Debugging in the (Very) Large
Kinshuman Kinshumann, Kirk Glerum, Steve Greenberg, Gabriel Aul, Vince Orgovan, Greg Nichols, David Grant, Gretchen Loihle, and Galen Hunt: Debugging in the (Very) Large: Ten Years of Implementation and Experience. Communications of the ACM, 54(7), July 2011.
Windows Error Reporting (WER) is a distributed system that automates the processing of error reports coming from an installed base of a billion machines. WER has collected billions of error reports in 10 years of operation. It collects error data automatically and classifies errors into buckets, which are used to prioritize developer effort and report fixes to users. WER uses a progressive approach to data collection, which minimizes overhead for most reports yet allows developers to collect detailed information when needed. WER takes advantage of its scale to use error statistics as a tool in debugging; this allows developers to isolate bugs that cannot be found at smaller scale. WER has been designed for efficient operation at large scale: one pair of database servers records all the errors that occur on all Windows computers worldwide.

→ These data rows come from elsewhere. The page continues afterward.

PR #1180, opened 2026-08-20
feat(midnight-js)!: publish every package as ESM-only

### LINKED ISSUE #1173: [Task] Replace rollup with tsc and go ESM-only across all published packages
### Component

midnight-js

### Summary

Replace rollup with plain `tsc` as the build for every published package, and drop the CJS half of the output matrix (ESM-only).

Rollup is not bundling anything in this repo. `build-tools/rollup.config.factory.mjs:8-11` sets `external: [/node_modules/]`, so every runtime dependency stays external — verified on the artifacts: `packages/indexer-public-data-provider/dist/index.mjs` opens with 12 external imports (`@apollo/client`, `rxjs`, `graphql-ws`, …) and `packages/utils/dist/index.mjs` imports `@noble/hashes` from outside the bundle. No minification, no browser target (no package declares a `browser` field). Rollup's only two jobs here are concatenating a package's own source files into one file and rolling up its `.d.ts`.

We pay the full price of a bundler for concatenation nobody consumes.

`packages/compact` is the existence proof for the target: `"type": "module"`, `module`/`moduleResolution: NodeNext`, plain `tsc -p tsconfig.build.json`, `.js` extensions on relative imports, per-file ESM output. It builds in **0.85 s**.

### Why now

- `5.0.0` has not shipped GA (`5.0.0-beta.6`). Dropping CJS is a breaking change; doing it inside the existing beta line costs nothing, doing it after GA costs a major.
- `engines` is already `node >=22`. Node ≥ 22.12 supports `require(esm)` unflagged, so CJS consumers keep working through the interop rather than through a second build.
- ESM-only is what makes the `tsc` migration cheap. Dual-format `tsc` needs two tsconfigs, two output trees and `package.json` type shims per directory; single-format `tsc` needs one tsconfig and nothing else.

### Current state (measured on `main`, 8949082)

| Fact | Value |
|---|---|
| Cold full build (`turbo run build --force`) | 34.8 s wall / 80 s CPU for ~17k LOC |
| `packages/protocol` build | **9.8 s** for 164 LOC — 10 entries × 2 rollup passes = 20 passes |
| `packages/compact` build (`tsc`) | **0.85 s** |
| Rollup configs | 16, of which 3 (`protocol`, `midnight-js`, `testkit-js-e2e`) bypass the shared factory with a copied `entries.flatMap(...)` |
| `rollup` in `devDependencies` | 2 of 16 packages. `yarn workspace @midnight-ntwrk/midnight-js-contracts build` fails with `command not found: rollup`; builds only work via turbo from the root. Violates "Missing devDependencies" in CLAUDE.md |
| Dead plugins | `resolve()` and `commonjs()` in the factory can never fire — `external` pre-empts them |
| Output files per entry | 5 (`.mjs`, `.cjs`, `.d.mts`, `.d.cts`, `.d.ts`) |

Correctness cost, not hypothetical: `388ceee5` ("share one error module across protocol bundles"). Each rollup entry is bundled independently, so a relatively-imported `src/errors.ts` was inlined into every entry and each declared its own `class …Error`. A class only ever equals itself, so `instanceof` answered `false` across entries of the same package — silently, exactly where a caller distinguishes failure modes. The fix needed a bespoke `share-error-module` rollup plugin, `Symbol.hasInstance` on the error classes, and a dist-level identity test. Under per-file `tsc` output that class of bug cannot exist: module identity is preserved 1:1.

### Target

Per published package:

- `"type": "module"`
- `build: "tsc -p tsconfig.build.json"`
- `module`/`moduleResolution`: `NodeNext` (drop `bundler`)
- `exports` map keeps its current subpath keys, each pointing at `./dist/<name>.js` + `./dist/<name>.d.ts`
- drop `main`-vs-`module` duality, drop `.cjs` / `.d.cts` / `.d.mts` outputs
- `engines.node` → `>=22.12`

Subpath entries survive unchanged in count and laziness: `protocol` (10 subpaths, incl. the lazy ledger-era accessors) and `midnight-js` (5) each emit one file per source module, so lazy loading of the heavy WASM eras becomes easier to reason about than it is today, not harder.

### Scope

15 packages need work (`compact` is already there):

`contracts`, `dapp-connector-proof-provider`, `fetch-zk-config-provider`, `http-client-proof-provider`, `indexer-public-data-provider`, `level-private-state-provider`, `logger-provider`, `midnight-js`, `network-id`, `node-zk-config-provider`, `protocol`, `types`, `utils`, `testkit-js`, `testkit-js-e2e`

Suggested phases, each independently mergeable:

1. **Spike on one leaf package** (`network-id`, 5 specifiers, 64 LOC). Prove the tsconfig, the `exports` shape and the published-artifact resolution end to end. Record before/after build time.
2. **Import-extension codemod.** 491 extensionless relative specifiers across the 15 packages (`contracts` 186, `indexer-public-data-provider` 82, `testkit-js` 54, `utils` 41, `types` 36, `testkit-js-e2e` 29, `level-private-state-provider` 20, `protocol` 10, rest ≤ 8). **Zero of them are directory imports**, so this is a pure "append `.js`" rewrite with no `/index.js` special cases. Land with an ESLint rule (`import/extensions`) so it cannot regress.
3. **Per-package migration**, leaves first, following the dependency layering in CLAUDE.md: `types` → `network-id`/`utils` → providers → `contracts` → `midnight-js` barrel → testkit.
4. **Cleanup**: delete `build-tools/rollup.config.factory.mjs`, all 16 `rollup.config.mjs`, the `share-error-module` plugin and the `Symbol.hasInstance` workaround (keep the dist identity test as a regression gate), rollup deps from the root `package.json`, the `rollup` resolution pin, and the `.rollup.cache` entries in `clean` scripts.

### Acceptance criteria

- [ ] Every published package builds with `tsc` only; no rollup left in the repo (`grep -r rollup` clean outside lockfile history)
- [ ] `yarn workspace <pkg> build` works standalone for every package, not just via turbo from the root
- [ ] Cold `turbo run build --force` measurably faster; number recorded in the PR
- [ ] Published artifact resolves for an ESM consumer **and** for a `require()` consumer on Node ≥ 22.12 — verified against a packed tarball (`yarn pack`), not against the workspace
- [ ] `exports` subpath keys unchanged for `protocol` and `midnight-js`; no internal module reachable that was not reachable before
- [ ] Deep-import of an internal file is still blocked by the `exports` map
- [ ] Lazy ledger-era loading still lazy (existing `dist-laziness` gate passes)
- [ ] Error-class identity across subpaths still holds (existing dist identity gate passes) with the `share-error-module` plugin removed
- [ ] `yarn check`, full unit suite, integration and e2e green
- [ ] TS5069 warning in `testkit-js-e2e` gone
- [ ] `docs-api` (typedoc) still generates — it reads sources via `entryPointStrategy: packages`, so it should be unaffected; confirm rather than assume
- [ ] CHANGELOG entry flags the CJS drop as breaking, with the `require(esm)` migration note for consumers

### Risks and open questions

1. **`moduleResolution: bundler` → `NodeNext` is the real risk, not the codemod.** `bundler` is permissive about dependency `exports` maps; `NodeNext` is not. Needs a spike per risky dependency: `@apollo/client/*` subpaths (`/core`, `/link/http`, `/link/retry`, `/link/subscriptions`, `/utilities`), `isomorphic-ws`, `cross-fetch`, `graphql-ws`, and the WASM packages `@midnightntwrk/ledger-v9`, `@midnightntwrk/onchain-runtime-v4`, `@midnight-ntwrk/compact-runtime`, `@midnight-ntwrk/platform-js`.
2. **CJS interop shifts.** `packages/indexer-public-data-provider/src/config.ts:18-23` documents that `isomorphic-ws` (`module.exports = require('ws')`, no `exports` map) exposes only `default` to the ESM build and named imports work *only* in the CJS build. Removing the CJS build removes that escape hatch — the workaround must be verified as the permanent path.
3. **`__DEBUG__` loses its build-time substitution.** Only consumer is `packages/contracts/src/submit-tx.ts` (declared at :28, used at :60 and :87), fed today by `@rollup/plugin-replace` off `process.env.CI`. Needs a decision: runtime flag, or keep a minimal transform. Note the current mechanism ships *different code* to npm depending on the CI env var — worth revisiting on its own merits.
4. **Breaking change for CJS consumers.** Anyone on Node < 22.12, or on a bundler that will not follow `require(esm)`, breaks. Needs a product call — sign-off required before phase 3. `docs/releases/v3.0.0/new-features.md:325` still shows a `require()` example and would need updating.
5. **`importHelpers: true` in `tsconfig.base.json:7` with no `tslib` dependency anywhere.** A no-op at `target: es2024`, but it should be removed rather than left as a trap.
6. **The in-flight `.d.ts` API-report gate** (on `feat/1006-types-d14-api-report-gate`) reads a rolled-up single `.d.ts`. Per-file declarations change its input shape; the gate needs reworking in the same series.

### Sequencing

Must land **after** the HF v8→v9 MJS-01 stack (#1004 and PRs #1155 / #1156 / #1159 / #1164). A 491-specifier codemod plus 15 `package.json` rewrites would conflict with everything currently in flight, and `protocol` is the package that stack is actively reshaping.

### Non-goals

- Introducing a different bundler (tsdown, tsup, unbuild). Evaluated; rejected for now. Nothing here needs bundling, and `packages/compact` already proves `tsc` is sufficient. Revisit only if a browser-targeted, dependency-inlining artifact becomes a requirement.
- Changing any public API surface. This is a packaging and toolchain change only.

sp-io:
## Summary

Closes #1173. Moves **every published package** to ESM-only and deletes the dual-format build. Packaging only — no public API changes.

- Every published package is `"type": "module"` and ships one `dist/<name>.js` + `.js.map` + `.d.ts` per entry. `main`, `module`, `.cjs`, `.d.cts` and `.d.mts` are gone.
- `exports` **subpath keys are unchanged**, so no consumer import specifier moves. Each value is now `{ "types": ..., "default": ... }`.
- `createRollupConfig` is rewritten into a single factory. There is no dual-format function left alongside it.
- `rollup` is added to each package's devDependencies.
- `packages/compact` is deliberately untouched — see **Decision needed** below.
- Two packages that were publishing their own source and test fixtures to npm are now limited to `dist/` — see **Publishing hygiene** below.
- The e2e CJS/ESM loader probe is deleted — see **Obsolete test** below.
- `testkit-js-e2e` follows too, so **no dual-format producer is left in the repo** — see **The last dual-format package** below.

### Why one PR and not a per-package rollout

The CJS bundles `require()` their siblings:

```
contracts/dist/index.cjs                    -> network-id, types, utils
midnight-js/dist/index.cjs                  -> contracts, network-id, types, utils
indexer-public-data-provider/dist/index.cjs -> types, utils
```

So flipping one package leaks the break sideways: the moment `network-id` is ESM-only, the published CJS artifact of `contracts` is `require()`ing an ESM-only package while `contracts` itself announced nothing. Moving together announces the break exactly once and leaves no intermediate state.

### The factory

`build-tools/rollup.config.factory.mjs` exports exactly one function.

- **Entries are derived from the `exports` map** instead of a hand-written array. The published surface is the single source of truth. This matters most for `protocol`, whose subpath keys deliberately differ from its file names (`./platform-js/effect/Configuration` → `dist/platform-effect-configuration.js`); there is no longer a parallel list that can drift. A malformed entry throws rather than silently dropping a subpath.
- **`resolve()` and `commonjs()` dropped.** Nothing is bundled from node_modules, so they had nothing to do.
- **`external` is now a syntactic rule**: a specifier that is not relative or absolute is a runtime import. This removed the need for `protocol`'s bespoke config, whose only difference was an extra scope in `external`.
- **`replace()` is opt-in** via a `define` option. `__DEBUG__` exists only in `contracts/src/submit-tx.ts`, so only that package asks for it.
- **`declaration`/`declarationMap` off** for the source pass; declarations come from `rollup-plugin-dts`. This removes the stray per-module `.d.ts` and `.d.ts.map` files the dual build left in `dist` and never exported (`utils/dist` had 16 of them).

12 of the 14 package `rollup.config.mjs` files are byte-unchanged — only their meaning changed, via the factory.

> **Note for a separate decision:** `define` publishes **different code to npm depending on `process.env.CI`** (`__DEBUG__: process.env.CI !== 'true'`). This PR preserves that behaviour exactly and does not change it, but it deserves its own look.

### The `@/` alias removal (separate commit)

`testkit-js` resolved its internal modules through a `@/* -> ./src/*` tsconfig alias. That blocks the `external` rule above, because `@/utils` looks bare while being internal. Removing it also **fixed a live bug**: `rollup-plugin-dts` does not honour tsconfig `paths`, so the published `testkit-js/dist/index.d.ts` shipped `import ... from '@/test-environment'` — unresolvable for any consumer. Those declarations were already broken.

## Breaking change

Consumers need **both**:

| Requirement | Why |
|---|---|
| **Node >= 22.12** | Where `require(esm)` works unflagged. `engines.node` is now `>=22.12`. |
| **TypeScript >= 5.8**, `module` `node20`/`nodenext` or `moduleResolution: bundler` | Older module settings refuse the import at compile time. |

Measured against tsc 6.0.3, CommonJS consumer importing `@midnight-ntwrk/midnight-js/utils` and `@midnight-ntwrk/midnight-js-protocol/ledger`:

| `module` | `moduleResolution` | Result |
|---|---|---|
| `node16` | `node16` | `TS1479` |
| `node18` | (default) | `TS1479` |
| `node20` | (default) | compiles |
| `nodenext` | `nodenext` | compiles |
| `preserve` | `bundler` | compiles |
| `commonjs` | `node10` | `TS5107` (`node10` unsupported in TS 6) |

`node20` is the lowest CommonJS setting that works — 5.8 added it to model `require(esm)`. Documented in `docs/releases/v5.0.0/{breaking-changes,migration-guide}.md`.

## Test plan

- [x] Tests written first (TDD): the protocol export-surface gate lands in its own commit **before** any flip, and was mutation-tested — retargeting one subpath fails test 1, deleting a subpath fails test 2.
- [x] All existing tests pass (no regressions): `yarn test:unit` 20/20 tasks, forced no-cache; `testkit-js` 77/77.
- [x] Lint clean, build succeeds.

### Repo gates (all exit 0)

```
yarn clean && yarn turbo run build --force   16/16 tasks, 0 rollup warnings
yarn turbo run test --force (packages)       20/20 tasks
testkit-js unit suite                        77/77 tests
yarn workspace @midnight-ntwrk/testkit-js-e2e build   exit 0 (standalone)
yarn lint                                    clean
yarn typecheck:tests                         clean (now covers testkit-js/*)
yarn constraints                             clean
yarn commitlint --from 949b5a9d --to HEAD    0 problems
```

### Byte comparison against the dual-format build

Every emitted bundle was compared against the `.mjs` it replaces. **27 of 27 JS bundles byte-identical**, the only difference being the sourcemap file name (`index.mjs.map` → `index.js.map`), which must change. All declarations identical except `testkit-js`, which improved (see above).

### Artifact shape

Exactly 3 files per entry (`.js`, `.js.map`, `.d.ts`) with no `.cjs` / `.mjs` / `.d.cts` / `.d.mts` / `.d.ts.map` anywhere: `protocol` 30 files / 10 entries, `midnight-js` 15 / 5, the rest 3 / 1.

### Standalone builds

`yarn workspace <pkg> build` exits 0 for all 14 packages. Verified the `rollup` devDependency is load-bearing, not boilerplate: removing it from `logger-provider` and reinstalling gives `command not found: rollup`.

### Packed tarballs (the acceptance criterion)

All 13 packages packed with `yarn pack`, installed into a clean project from `file:` tarballs with resolutions forcing siblings to the new builds, then exercised on Node v22.13.0.

ESM (`import`):

```
PASS  protocol/ledger  LedgerParameters.initialParameters() -> LedgerParameters
PASS  protocol/platform-js/effect/Configuration  4 exports, e.g. Keys, Network, configProvider
PASS  protocol (bare)  5 exports
PASS  midnight-js/network-id  getNetworkId throws unconfigured, then round-trips
PASS  midnight-js/utils  assertIsHex accepts hex and rejects non-hex
PASS  contracts  submitTx + createContractMaintenanceTxInterface present
PASS  level-private-state-provider  classic-level encrypted set/get round-trip
PASS  deep import .../dist/ledger.js -> ERR_PACKAGE_PATH_NOT_EXPORTED
```

CJS (`require`, i.e. Node's `require(esm)` interop):

```
PASS  protocol/ledger  LedgerParameters.initialParameters() -> LedgerParameters
PASS  protocol/platform-js/effect/Configuration  4 exports
PASS  midnight-js/network-id  setNetworkId/getNetworkId round-trip
PASS  midnight-js/utils  assertIsHex accepts hex and rejects non-hex
PASS  contracts  submitTx present
PASS  deep require .../dist/ledger.js -> ERR_PACKAGE_PATH_NOT_EXPORTED
PASS  level-private-state-provider  classic-level encrypted set/get round-trip
```

`level-private-state-provider` wraps `classic-level`, a native CJS addon — the least-travelled path here. Tested for real under both loaders, not reasoned about.

`protocol` was exercised through two subpaths including `./platform-js/effect/Configuration`, whose key does not match its file name.

### Build time

No measurable change. Packages-only cold build, `--force`: **19.7s** before (main), **19.6-20.0s** after. Full cold build including `compactc` circuits: 3m12s before, 3m13s after. The rollup pass count per entry is unchanged; only the number of written outputs drops, and `tsc`/`dts` dominate.

## Correctness win: module-level state is no longer duplicated

Under the dual build, `network-id`'s `let currentNetworkId` and `level-private-state-provider`'s `encryptionInitPromises` / `passwordRotationLocks` / `encryptionCache` existed **twice** in a mixed-format process. The level maps are coordination primitives, so a duplicated lock map did not serialize access across the two copies. One format means one copy. (`utils` holds only immutable lookup sets; nothing else has module-level mutable state.)

## Decision needed: `packages/compact`

Left untouched. It is already `"type": "module"` but has **no `exports` map at all**, and its `bin` points at `dist/run-compactc.cjs`. Adding an `exports` map changes what consumers can reach, and the `.cjs` bin needs its own call — neither was decided, and both are public-surface changes, which this PR excludes. Happy to do it here if you want it in scope.

## Obsolete test: the CJS/ESM loader probe

`testkit-js-e2e/test/nodejs.it.test.ts` spawned `dist/counter.mjs` expecting exit 0 and `dist/counter.cjs` expecting exit **1**. It asserted a dual-format property — the same fixture succeeds as ESM and fails as CJS. With the framework ESM-only there is no second format to compare against, so the assertion no longer describes anything. Deleted, along with its only reason to exist:

- `src/node/counter.ts`, the spawned fixture. Nothing imports it; its `CounterConfiguration` was a third copy of a class `counter-api.ts` and `double-counter-api.ts` already export, and every other test imports those.
- The third rollup chunk that built it to `dist/counter.cjs` / `dist/counter.mjs`. That chunk ran without `declaration: false`, so it was also the source of the stray per-module `.d.ts` / `.d.ts.map` files in `dist` that the package never exported. Verified gone after a clean rebuild.
- The now-dead `dist/counter.*` line in `.npmignore`.

The e2e matrix is generated with `ls *.test.ts`, so CI drops the job on its own; no workflow lists the file.

What is genuinely lost: the only test that drove the testkit from a plain built Node script rather than from vitest. The deploy-and-increment path it covered is exercised by `contracts.it.test.ts` and friends.

## The last dual-format package

`testkit-js-e2e` is `private: true`, so it was initially left alone. Once the loader probe was gone, nothing exercised its CJS output at all, so it now uses the shared factory like everything else. Three defects went with it:

- **Missing `rollup` devDependency.** `yarn workspace @midnight-ntwrk/testkit-js-e2e build` failed with `command not found: rollup`; it only ever worked under turbo, which puts the root bin on PATH. Identical on `main`.
- **The repo's last rollup warning.** Its bespoke config set `declaration: false` without `declarationMap: false`, so every build printed TS5069. A forced clean build of all 16 tasks is now **warning-free**.
- **Stray per-module declarations** its old config emitted into `dist`.

Its `@/` alias was removed first, for the same reasons as `testkit-js`: it blocks the factory's external rule, and `rollup-plugin-dts` had been leaking unresolvable `from '@/types/events-types'` imports into `dist/events-api.d.ts` and `dist/block-time-api.d.ts`. 93 specifiers across 28 files.

With no dual-format config left anywhere, `@rollup/plugin-node-resolve` and `@rollup/plugin-commonjs` have no remaining reference in the repo and are dropped from the root devDependencies.

Verification: `main` / `module` fields — none anywhere; `.cjs` / `.d.cts` / `.d.mts` outputs — none anywhere; the 10 Compact-generated `src/contract/compiled/**/index.js` files were confirmed already-ESM before flipping `"type": "module"`.

## The testkit projects never type-checked

`tsc --noEmit -p testkit-js/testkit-js/tsconfig.json` reported **16** TS6059 errors and the e2e project **27**: `rootDir` was `./src` while `include` also covers `test/**` and the root-level `*.ts` config files. `rootDir` constrains emit, and these projects only type-check, so it moved to `tsconfig.build.json` next to the narrowed `include` the build actually uses.

TS6059 was not cosmetic — it stopped those files being checked at all. Fixing the config surfaced **four real errors**, present on `main` and never seen because `typecheck:tests` only looped over `packages/*/`. Confirmed pre-existing by reproducing them on `main` with `rootDir` removed:

| File | Error | Fix |
|---|---|---|
| `dapp-connector-wallet-adapter.ut.test.ts` | 2x `TS2352` casting mocks to `WalletFacade` / `UnshieldedKeystore` | Both are wallet-sdk classes with private members, so no literal satisfies them and a direct assertion is rejected. Routed through one named helper that states the unsoundness once instead of a cast per member. |
| `dapp-connector-proving.it.test.ts` | `TS2322` `NodeZkConfigProvider<string>` not assignable to `ZKConfigProvider<"noop">` | Keyed by `SimpleCircuit`, the contract's own circuit ids. |
| `utils/events-test-utils.ts` | `TS2345` `MidnightProviders<string, string, unknown>` vs `EventsProviders` | Annotated the binding so the generics come from the contract. |

`typecheck:tests` now covers `testkit-js/*`, so this cannot regress. It iterates over tsconfig files rather than directories (`testkit-js/env` has none) and passes `--composite false` — a composite `--noEmit` run writes `dist/tsconfig.tsbuildinfo`, which would have landed in the published `testkit-js` tarball.

## Publishing hygiene: two packages were leaking their own source to npm

Surfaced by the tarball test. `level-private-state-provider` and `node-zk-config-provider` were the only packages without a `files` field, so npm packed everything not ignored — `src/`, the whole `src/test/**` suite, `tsconfig*.json`, `tsconfig.tsbuildinfo`, `rollup.config.mjs`, `typedoc.json`, `vitest.config.ts` and stale `.turbo/*.log` build logs. Pre-existing on `main`.

`node-zk-config-provider` was also publishing its ZK test fixtures (`set_topic.prover`, `set_topic.verifier`, `set_topic.bzkir`), which accounted for essentially its whole tarball:

| Package | Before | After | Saved |
|---|---|---|---|
| `node-zk-config-provider` | 7 321 321 B | 5 685 B | **99%** |
| `level-private-state-provider` | 106 318 B | 24 083 B | **77%** |

Both now pack the same 5 entries as every other package. Verified nothing depended on those files being published:

- Unit tests still pass — `files` affects packing, not the repo: 276/276 and 43/43.
- Neither `dist` bundle contains `__dirname` or `import.meta.url`, so no shipped code can reach into the package's own tree. `node-zk-config-provider` resolves every artifact path from the caller-supplied directory.
- The `.prover` / `.verifier` / `.bzkir` strings in `dist` are file-extension constants, not fixture paths.
- Sourcemaps list `../src/*.ts` in `sources` with `sourcesContent` null — identical to the other twelve packages, so this makes the two consistent rather than removing a capability the others have.
- Acceptance suite re-run against the repacked tarballs: ESM and CJS both still green, including the `classic-level` round-trip.

## Found along the way, deliberately not fixed here

- **`949b5a9d` missed `network-id`** when it raised `engines.node` repo-wide, so `yarn constraints` fails at that commit. Fixed in the ESM commit rather than by rewriting the earlier one.

## Out of scope

`moduleResolution` `bundler` → `NodeNext`, and migrating the build from rollup to plain `tsc`. Separate risks, separate PRs.


testkit-js/testkit-js-e2e/test/unshielded.cross-wallet-transfer.it.test.ts
```diff
@@ -29,11 +29,11 @@ import {
 import path from 'path';
 import { afterAll, beforeAll, beforeEach, describe, expect, test } from 'vitest';
 
-import { CompiledUnshieldedContract } from '@/contract';
+import { CompiledUnshieldedContract } from '../src/contract';
 import {
   type UnshieldedContractCircuit,
   type UnshieldedContractProviders
-} from '@/types/unshielded-types';
+} from '../src/types/unshielded-types';
```
iangregsondev, line 36: There are a lot of these relative dirs going back to ..src/ what was wrong with the previous alias ?

iangregsondev (approved):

Engineering is in part what we do when quantitative differences become qualitative differences—when the ten pounds that we can lift easily becomes twenty, then two hundred. This paper is a very readable overview of how Microsoft's error reporting team has handled such a change in scale. WER's carefully-tuned bucketing and aggregation helps developers pinpoint errors and prioritize their work, so that the things that will affect the most people get the most attention. The authors' discussion of how this works, and of the insights that such big data can provide, are a great example of how innovative practices can open up new areas of research.